### [DATA SEGMENT]
PR #1077, opened 2019-07-07
Auto-generate TS definitions from types

jacogr:
With metadata v8 (plus or minus a generation or two), the reflection will be available in the actual metadata, basically removing the need to define any types explicitly (apart from: primitives, since these have a defined meaning, any types where there are special user displays, e.g. AccountId, and any types where custom encoding/decoding is used, e.g. Address/Vote)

### [WHAT IS EXPECTED]
State the number of lines in the preceding data that contain the word "types", and nothing besides.

### [FINAL ANSWER]
2